[[ Records to process, beginning ]]

PR #1222, opened 2020-06-11
[IPython] Source inspection dispatcher for better IDLE compatibility

archibate:
Related issue = close #1221 close #1136

- [[Click here for the format server]](http://kun.csail.mit.edu:31415/)
- [[Click here for coverage report]](http://codecov.io/gh/taichi-dev/taichi/)

---

Inspired by https://stackoverflow.com/questions/60797338/get-ast-from-python-object-in-interpreter.

Working in `python` native shell:
```
(dill) [bate@archit taichi]$ python
Python 3.8.2 (default, Feb 26 2020, 22:21:03) 
[GCC 9.2.1 20200130] on linux
Type "help", "copyright", "credits" or "license" for more information.
>>> import taichi as ti
[Taichi] mode=development
[Taichi] preparing sandbox at /tmp/taichi-440b8jj2
[Taichi] <dev mode>, supported archs: [cpu, cuda, opengl], commit fbdb7ece, python 3.8.2
>>> @ti.kernel
... def f(x: ti.f32) -> ti.f32: return x ** 2
... 
>>> f(1.414)
1.9993960857391357
>>> 
```

<del>Not working in `ipython` shell:</del> working now.

WANT_VER = v0.6.10

PR #1268, opened 2020-06-17
[CLI] Toggle torch import by env var: TI_ENABLE_TORCH

archibate:
Related issue = #

----
To reduce start up time by ~8x, and avoid possible compatibility issues.
I also find that `torch` also import `IPython` too???!! May cause compat issues in #1222.

----
Btw, I noticed that `torch` seems to be not installed in `misc/ci_setup.py`, this means **torch behavior is not tested** in CI, is this intentional?
TBH I install `torch` just for ensuring `ti test`.. my knowledge about torch is completely zero..


archibate:
Merging this given @k-ye's approvement, @yuanming-hu Feel free to tell me **why torch is not tested on CI and assign me an issue on that** later :)

PR #1272, opened 2020-06-18
[Opt] [ir] [refactor] Remove exceptions from demote_atomics pass

TH3CHARLie:
Related issue = #1059

----

### DIFF
--- a/taichi/ir/ir.cpp
+++ b/taichi/ir/ir.cpp
@@ -818,6 +818,7 @@ std::unique_ptr<Block> Block::clone() const {
 
 DelayedIRModifier::~DelayedIRModifier() {
   TI_ASSERT(to_insert_before.empty());
+  TI_ASSERT(to_insert_after.empty());
   TI_ASSERT(to_erase.empty());
   TI_ASSERT(to_replace_with.empty());
 }
--- a/taichi/ir/ir.cpp
+++ b/taichi/ir/ir.cpp
@@ -855,7 +855,8 @@ void DelayedIRModifier::replace_with(Stmt *stmt,
 }
 
 bool DelayedIRModifier::modify_ir() {
-  if (to_insert_before.empty() && to_insert_after.empty() && to_erase.empty() && to_replace_with.empty())
+  if (to_insert_before.empty() && to_insert_after.empty() && to_erase.empty() &&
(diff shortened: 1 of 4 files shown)


TH3CHARLie:
Modify `DelayedModifier` to support `replace_with`.

xumingkuan:
Note: `Block::replace_with(Stmt *old_statement, std::unique_ptr<Stmt> &&new_statement, bool replace_usages)` is safe even if we modify it directly and don't throw exceptions.

TH3CHARLie:
> Note: `Block::replace_with(Stmt *old_statement, std::unique_ptr<Stmt> &&new_statement, bool replace_usages)` is safe even if we modify it directly and don't throw exceptions. So is `Block::replace_with(Stmt *old_statement, VecStatement &&new_statements, bool replace_usages)` only when `new_statements->size() == 1`.

I that case, maybe we can add some flag to `DelayedModifier` and set it to denote that it has been changed. And when `modify_ir` is called, it set the flag back. I believe this mechanism will also work for the `foo=nullptr` change that happened in `simplify`.

xumingkuan:
I'm not sure about the order in `modify_ir()`: if there're only `insert_before` and `erase`, it's always safe to insert everything before erasing anything. Maybe the order doesn't matter if everything in `to_replace_with` doesn't appear in any other vectors?

TH3CHARLie:
> everything

I think(well, more likely guess) that `erase` and `replace_with` will have no conflicts, therefore we should ensure that `to_insert` happens before both `erase` and `replace_with`. In this PR, since no other modification happens in `demote_atomics` pass, the current order would work. But if in the future it fails, I'll try to fix that(and by then I'll have examples to help figure it out).

taichi/ir/ir.cpp
```diff
@@ -819,6 +819,7 @@ std::unique_ptr<Block> Block::clone() const {
 DelayedIRModifier::~DelayedIRModifier() {
   TI_ASSERT(to_insert_before.empty());
   TI_ASSERT(to_erase.empty());
+  TI_ASSERT(to_replace_with.empty());
```
xumingkuan, line 822: Also `to_insert_after` here :-) I forgot to add it when I added the member variable `to_insert_after`.

PR #1292, opened 2020-06-20
[Opt] [ir] [refactor] Remove exceptions from lower_access pass

TH3CHARLie:
Related issue = #1059

----


TH3CHARLie:
One wired thing is that, when I was testing this PR locally, `test_ad_for` failed due to cannot compile kernel on metal backend. Both master and this PR would fail while their IR generation(especially after `lower_access`) results are the same. So I believe this is not caused by my PR but some recent modification to ad/metal. Clearly CI reports no error, maybe another toolchain incompatibility? @k-ye

PR #1298, opened 2020-06-21
[metal] [autodiff] Fix StackLoadTopStmt codegen in Metal

k-ye:
I forgot to declare the variable inside the codegen.

Related issue = #1285 

----

### DIFF
--- a/tests/python/test_ad_for.py
+++ b/tests/python/test_ad_for.py
@@ -327,7 +327,7 @@ def test_double_for_loops_more_nests():
         assert b.grad[i] == total_grad_b
 
 
-@ti.require(ti.extension.adstack)
+@ti.require(ti.extension.adstack, ti.extension.data64)
 @ti.all_archs
 def test_complex_body():
     N = 5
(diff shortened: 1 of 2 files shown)


tests/python/test_ad_for.py
```diff
@@ -327,7 +327,7 @@ def double_for():
         assert b.grad[i] == total_grad_b
 
 
-@ti.require(ti.extension.adstack)
+@ti.require(ti.extension.adstack, ti.extension.data64)
```
TH3CHARLie, line 330: Just curious, why only this case needs the data64 extension?

k-ye: It's because of this `cast<f64>`. Unfortunately, Metal doesn't support `double` yet: https://github.com/taichi-dev/taichi/blob/df62174854af8f5d964b39f0239e0f909810110a/tests/python/test_ad_for.py#L351

TH3CHARLie: Thanks for the clarification!

PR #1310, opened 2020-06-23
[Metal] Add codegen/runtime support for print()

k-ye:
This PR completes the support for `print()` on Metal. Again, it's similar to OpenGL's implementation. I added a new Metal buffer to hold `PrintMsg`. We will need a sync when `print` is used.

Related issue = #1281 

----


taichi/backends/metal/codegen_metal.cpp
```diff
@@ -1043,6 +1086,11 @@ class KernelCodegen : public IRVisitor {
     return kernel_name + "_func";
   }
 
+  void mark_print_used() {
+    TI_ASSERT(current_kernel_attribs_ != nullptr);
+    current_kernel_attribs_->uses_print = true;
```
archibate, line 1091: nit: Use a `UsedFeatures` structure like OpenGL does.

tests/python/test_print.py
```diff
@@ -43,15 +43,33 @@ def func(x: ti.i32, y: ti.f32):
...
 
-@ti.archs_excluding(ti.metal)
+@ti.all_archs
 def test_print_matrix():
     x = ti.Matrix(2, 3, dt=ti.f32, shape=())
     y = ti.Vector(3, dt=ti.f32, shape=3)
 
     @ti.kernel
     def func(k: ti.f32):
+        x[None][0, 0] = -1.0
```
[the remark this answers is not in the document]
archibate: Btw, we may able to assert the print result after #1303?

taichi/backends/metal/codegen_metal.cpp
k-ye: Good point.. This is a sloppy design in Metal. I don't have a data structure that records the attributes of a **taichi** kernel. All i have is a vector of Metal kernels', see https://github.com/taichi-dev/taichi/blob/37976e750e1579ff9328f3d25f1a63cb3b3292e2/taichi/backends/metal/kernel_manager.h#L45.

I'd like to take this opportunity to clean up this flaw in another PR. Once I have a `TaichiKernelAttributes`, i can also add a `UsedFeatures` there. Then we don't even need to iterate over all the **metal** kernels to figure out if we need to flush the print buffers or not. (I tried adding something, but feel like it's too noisy for this one.) WDYT?

tests/python/test_print.py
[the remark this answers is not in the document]
k-ye: Yep, good point. I think we can compare `pop_python_print_buffer` with expected strs.

taichi/backends/metal/codegen_metal.cpp
archibate: Yes, ff2 do it iapr, you may also implement a `operator|=(UsedFeatures, UsedFeatures)` for recording all used feature among kernels :)

k-ye:
Note that code format presubmit failed, which is intentional. I guess the clang formatter is never gonna play well with these `.metal.h` files. The suggested code style added nested indentation for each kernel, and looks terrible.

```
+        [[maybe_unused]] inline int mtl_compute_num_print_msg_typemasks(
+            int num_entries) {
+          return (num_entries + kMetalNumPrintMsgTypePerI32 - 1) /
+                 kMetalNumPrintMsgTypePerI32;
+        }
+
+            [[maybe_unused]] inline int mtl_compute_print_msg_bytes(
+                int num_entries) {
+              // See PrintMsg's layout for how this is computed.
+              const int sz =
+                  sizeof(int32_t) *
+                  (1 + mtl_compute_num_print_msg_typemasks(num_entries) +
+                   num_entries);
+              return sz;
+            }
```

k-ye:
Merging so that i can further address https://github.com/taichi-dev/taichi/pull/1310#discussion_r444901120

[[ Records to process, end ]]

[Exercise instructions]
Wherever the string "UsedFeatures" appears in the data above, copy the line it sits in.

[Exercise output]
archibate, line 1091: nit: Use a `UsedFeatures` structure like OpenGL does.
I'd like to take this opportunity to clean up this flaw in another PR. Once I have a `TaichiKernelAttributes`, i can also add a `UsedFeatures` there. Then we don't even need to iterate over all the **metal** kernels to figure out if we need to flush the print buffers or not. (I tried adding something, but feel like it's too noisy for this one.) WDYT?
archibate: Yes, ff2 do it iapr, you may also implement a `operator|=(UsedFeatures, UsedFeatures)` for recording all used feature among kernels :)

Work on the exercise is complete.